Poss. Symmetry Break?

[MrVibrating]

Happy to admit that i've no sorry clue what the flip i'm currently on about. Probably goes nowhere. Ain't been getting much sleep this last week..

The system i described above can be further simplified with just a rack and pinion - the rack being a linearly-accelerated mass, via the rotating 'pinion', ie. a gear wheel.

So the effective moment of inertia felt on the wheel is a function of the mass of the rack, and the gearing ratio - how much it's accelerated for a given angle of input torque.

Bringing it all back into a rotating frame again, suppose we have a large inner ring of mass. Then, much further out, we have a much thinner, lighter ring of mass.

Despite their different weights, each ring can have the exact same value of MoI - the heavier ring, closer in, is undergoing less angular acceleration, while the lighter ring, further out, is undergoing a much greater angular acceleration for the same given RPM.

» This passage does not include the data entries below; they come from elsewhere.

PR #137, opened 2021-04-22
Ensure write_run_directory does not mutate input config

### LINKED ISSUE #130: write_run_directory mutates the config dict
I noticed this when trying to memoize a function that called write_run_directory. 

@mcgibbon

oliverwm1:
Currently the `write_run_directory` function mutates the input if nudging is enabled. It also does so (in a subtle way) if the `config["initial_conditions"]` entry is a list. This PR adds tests for these cases and fixes them.

Resolves #130

### DIFF
--- a/fv3config/_asset_list.py
+++ b/fv3config/_asset_list.py
@@ -276,7 +276,8 @@ def check_asset_has_required_keys(asset):
 def config_to_asset_list(config):
     """Convert a configuration dictionary to an asset list. The asset list
     will contain all files for the run directory except the namelist."""
-    asset_list = get_initial_conditions_asset_list(config)
+    asset_list = []
+    asset_list += get_initial_conditions_asset_list(config)
     asset_list += get_base_forcing_asset_list(config)
     asset_list += get_orographic_forcing_asset_list(config)
     asset_list.append(get_field_table_asset(config))
--- a/fv3config/config/nudging.py
+++ b/fv3config/config/nudging.py
@@ -1,4 +1,5 @@
 import collections
+from copy import deepcopy
 from datetime import datetime, timedelta
 import os
 from typing import Sequence, List, Mapping
@@ -119,8 +120,8 @@ def _clear_nudging_assets(config):
         config["patch_files"] = _non_nudging_assets(config["patch_files"], pattern)
 
 
-def update_config_for_nudging(config: Mapping):
-    """Update config object in place to include nudging file assets and associated
+def update_config_for_nudging(config: Mapping) -> Mapping:
+    """Return config object with necessary nudging file assets and associated
     file_names namelist entry. Requires 'gfs_analysis_data' entry in fv3config object
     with 'url' and 'filename_pattern' entries.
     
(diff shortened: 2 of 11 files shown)


fv3config/_asset_list.py
```diff
@@ -276,7 +276,8 @@ def check_asset_has_required_keys(asset):
 def config_to_asset_list(config):
     """Convert a configuration dictionary to an asset list. The asset list
     will contain all files for the run directory except the namelist."""
-    asset_list = get_initial_conditions_asset_list(config)
```
oliverwm1, line 279: for certain conditions, this expression resolves to `asset_list = config["initial_conditions"]` in which case this entry in the config dict gets modified by later modifications of the `asset_list`

tests/test_write_run_directory.py
```diff
@@ -155,3 +155,35 @@ def test_rundir_contains_nudging_asset_if_enabled(self):
...
+            fv3config.get_asset_dict(
+                "gs://vcm-fv3config/data/initial_conditions/gfs_c12_example/v1.0",
+                "initial_conditions_file",
+                target_location="explicit",
+            )
+        ]
+        config_copy = copy.deepcopy(config)
+        with tempfile.TemporaryDirectory() as rundir:
+            fv3config.write_run_directory(config, rundir)
+            assert config == config_copy
```
nbren12, line 189: There is a lot of copy paste in these tests. Can you make this a pytest with `parametrize`?

nbren12 (changes requested):
Thanks for fixing this confusing behavior.

- Please update the changelog to note that this is a breaking change
- I'd also request that we use more modern patterns in these new tests now that pytest is a dependency of this project.

fv3config/config/nudging.py
```diff
@@ -119,8 +120,8 @@ def _clear_nudging_assets(config):
         config["patch_files"] = _non_nudging_assets(config["patch_files"], pattern)
 
 
-def update_config_for_nudging(config: Mapping):
-    """Update config object in place to include nudging file assets and associated
+def update_config_for_nudging(config: Mapping) -> Mapping:
```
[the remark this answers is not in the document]
oliverwm1: It is public, so listed this as a breaking change. I renamed it to `enable_nudging` which is consistent with the already-existing `enable_restart` function which also returns a new dict.

I also renamed the command line entrypoint for this function, which is also a breaking change.

tests/test_write_run_directory.py
```diff
@@ -155,3 +155,35 @@ def test_rundir_contains_nudging_asset_if_enabled(self):
             fv3config.write_run_directory(config, rundir)
             assert "20160801_00.nc" in os.listdir(os.path.join(rundir, "INPUT"))
             assert "20160801_06.nc" in os.listdir(os.path.join(rundir, "INPUT"))
+
+    def test_write_run_directory_does_not_mutate_config(self):
+        config = copy.deepcopy(DEFAULT_CONFIG)
```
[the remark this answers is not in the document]
oliverwm1: Okay, removed `DEFAULT_CONFIG` usages from the new code and tested using pytest where possible.

tests/test_write_run_directory.py
oliverwm1: Done. Had to define a `update_recursive` function, couldn't figure out how to parametrize cleanly without it.

nbren12 (approved):
Thanks Oli. This is ready to merge.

Suppose we now add a pair of clutches, so that either ring can be engaged to the main shaft, seperately from each other...

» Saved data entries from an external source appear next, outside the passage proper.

PR #144, opened 2022-04-07
Fix `diag_table` bug preventing reproducible restarts

### LINKED ISSUE #147: Current `diag_table` writing procedure prevents reproducible restarts
### Introduction

After some debugging, I traced the restart reproducibility issue we were experiencing to how `fv3config` writes diagnostics tables.  When writing a `diag_table`, FV3GFS requires a two-line header.  The first line gives a name to the simulation -- it gets attached as metadata to some output files.  The second line is a date.  How we treat this date has an important influence on how the model behaves, because of the code [here](https://github.com/ai2cm/fv3gfs-fortran/blob/9030cf9c9241d087e8fcdef71ab9458aee980609/FV3/coupler_main.F90#L355-L372):

```fortran
    call diag_manager_init (TIME_INIT=date)

!----- always override initial/base date with diag_manager value -----

    call get_base_date ( date_init(1), date_init(2), date_init(3), &
                         date_init(4), date_init(5), date_init(6)  )

!----- use current date if no base date ------

    if ( date_init(1) == 0 ) date_init = date

!----- set initial and current time types ------

    Time_init  = set_date (date_init(1), date_init(2), date_init(3), &
                           date_init(4), date_init(5), date_init(6))

    Time_atmos = set_date (date(1), date(2), date(3),  &
                           date(4), date(5), date(6))
```

`Time_init` and `Time_atmos` are key variables in initializing the model:
- `Time_init` is intended to represent the time that a simulation was first initialized -- in the case of a segmented run, this is the time of the start of the entire simulation, not the start of segment. 
- `Time_atmos` is the current time of the run -- in the case of a segmented run, this is the time at the start of the segment.  In the case of a segmented run, this is read in from the third line of `coupler.res` restart file.

`Time_init` is set based on the value of `date_init`.  What the code above shows is that `date_init` -- while it can be set earlier in `coupler_main.F90` based on its value in the `coupler.res` restart file -- is always overridden by the date in the diagnostics table (this is what the `get_base_date` subroutine does).  

### What `fv3config` currently does

When writing the `diag_table` in the case of a segmented run, `fv3config` will use the date from the third line of the `coupler.res` restart file (the current date rather than the initial date): https://github.com/ai2cm/fv3config/blob/544eaf1bc6f1c4617cd8ee6bd3298136ed180f4c/fv3config/config/derive.py#L74-L91 

### Why does this lead to irreproducible restarts?

There may be other downstream impacts of this issue, but the first place it shows up is in the [computation of the solar hour](https://github.com/ai2cm/fv3gfs-fortran/blob/9030cf9c9241d087e8fcdef71ab9458aee980609/FV3/gfsphysics/GFS_layer/GFS_driver.F90#L499).  It depends on the amount of time between the initialization time of the simulation and the current time, `Model%phour`.  For segment lengths that evenly divide 24 hours, this may not be a problem; however, it is where short restart reproducibility tests -- which preferably have segment lengths of less than a day -- get tripped up first.  `Model%phour` and the initialization date are also used in the [surface cycling](https://github.com/ai2cm/fv3gfs-fortran/blob/9030cf9c9241d087e8fcdef71ab9458aee980609/FV3/gfsphysics/physics/gcycle.F90#L168-L170), and the initialization time is used to set the value of [a random seed for a subgrid cloud scheme](https://github.com/ai2cm/fv3gfs-fortran/blob/9030cf9c9241d087e8fcdef71ab9458aee980609/FV3/gfsphysics/physics/rad_initialize.f#L186), which could be other sources of irreproducibility in segmented runs.

Basically the model expects the initialization time to stay constant, but we are changing it in every segment of segmented runs.

### Proposed solution

The natural solution, which requires no changes to the fortran model, is to address this in `fv3config` by using the date from the second line of `coupler.res` instead of the third line when writing the `diag_table`.  This way the simulation's initialization date is always propagated through the `coupler.res` restart files until the end of the run.  The initialization date would then be constant for the `diag_manager`, which I think is more in line with what it expects as well.

For reference, GFDL runscripts manage this by having the initialization date defined as a constant, which is always used when writing the `diag_table` to the run directory in subsequent segments.  

#### Implications

- Run segment lengths must now evenly divide the radiation timesteps.  The radiative transfer code must run during the first timestep of a segment to initialize some variables.  If it does not, a segmentation fault will occur in the physics.  Previously, the radiative transfer code would always run on the first timestep of a segment, regardless of whether it meant that the radiation would be called sooner than it would have been in a continuous run (this was another side of effect of always setting the initialization time to the start of the segment).  
- We likely will want to handle configuring to start from coarsened restart files in a specialized manner.  This is different than a segmented run in that we *do not* necessarily want to set the initialization date to what it is in the `coupler.res` file (because this initialization time corresponds to what it was in the fine-resolution run).  If we set it to what it was in the `coupler.res` file we would be limited to starting the model only from certain timesteps due to the issue above; the solution in this case would be to do what we do now, i.e. set the date in `diag_table` to the time associated with the set of restart files -- but only when first initializing the run -- and then follow the reproducible restart pathway for the rest of the simulation.

spencerkclark:
This PR introduces a `get_time_configuration` function in place of the existing `get_current_date` function.  The `get_time_configuration` function returns both the initialization date and the current date.

The initialization and current dates can be found in lines two and three of any `coupler.res` restart file, and are read in accordingly when one is present in a set of restart files provided as an initial condition.  If the initial condition does not contain a `coupler.res` file, or `coupler_nml.force_date_from_namelist` is set to true, the initialization date and current date are set to the value of the `coupler_nml.current_date` namelist parameter.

With either ring engaged, the inertia you measure on the axle is the same. And if you calculate your input energy as a function of that angular inertia times RPM, you'll get a consistent answer regardless of which ring is being torqued.

But internally, the two rings have completely different energies! Half the mass at twice the radius still has twice the energy for a given RPM!

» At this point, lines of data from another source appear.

PR #723, opened 2022-09-12
Adding ElementGaussian

epolack:
Not sure what to do about `docs/src/guide/periodic_problems.jl` where it is explained how to create a new potential.

### DIFF
--- a/docs/src/guide/periodic_problems.jl
+++ b/docs/src/guide/periodic_problems.jl
@@ -267,35 +267,15 @@ plot_bandstructure(basis; n_bands=6, kline_density=100)
 #     (see [Gross-Pitaevskii equation in one dimension](@ref gross-pitaevskii))
 #   * even some more unusual cases like anyonic models.
 #
-# In this tutorial we will go a little more low-level and directly provide
-# an analytic potential describing the interaction with the electrons to DFTK.
+# We will use `ElementGaussian`, which is an analytic potential describing a Gaussian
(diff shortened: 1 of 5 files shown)


mfherbst:
Why do you need that in the main code ? (just curious)

I would leave that example in the docs to make it clear to people how that can be achieved. You should add a comment that DFTK has a gaussian potential by default though and that that should be used in production.

Also I believe there is another example where Gaussians have been used as elements (IIRC GPE + forces or something like that). There you should definitely use the new "builtin" ElementGaussian.

mfherbst:
> Is there some way to print a struct/method definition at the repl? Then we could use that in the docs?

Maybe, but I would not bother. Even if the two things become out of sync it's fine, no?

antoine-levitt:
Sure, it's just to not have binding conflicts (and advertise it's already in DFTK in case someone wants to use it), but it's fine if there's no binding issue

mfherbst:
By the way there is no issue ... if you define it in a script it lives in the `Main` namespace and not in `DFTK`. Also Documenter treats code examples in each page independently.

antoine-levitt:
> By the way there is no issue ... if you define it in a script it lives in the Main namespace and not in DFTK

right but if export ElementGaussian from DFTK, won't it complain if I do `using DFTK; struct ElementGaussian ... end`?

mfherbst:
Nope. Try it in a shell.

mfherbst:
but whether one should avoid it to avoid confusing people is of course a different story.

Instead of clutches, we could just have two wheels side-by-side; both having identical MoI's, and input energies, yet different internal energies - one a function of more mass at less acceleration, the other, of less mass under greater acceleration.

There can be no paradoxes, yet i'm quite comprehensively metagrobolized - the former wheel has 1 J for every J given.. but the latter has 2 for 1.. Give it ten and it actually has 20 - each Joule input or output at the axle translating to 2 J of work out at the rim.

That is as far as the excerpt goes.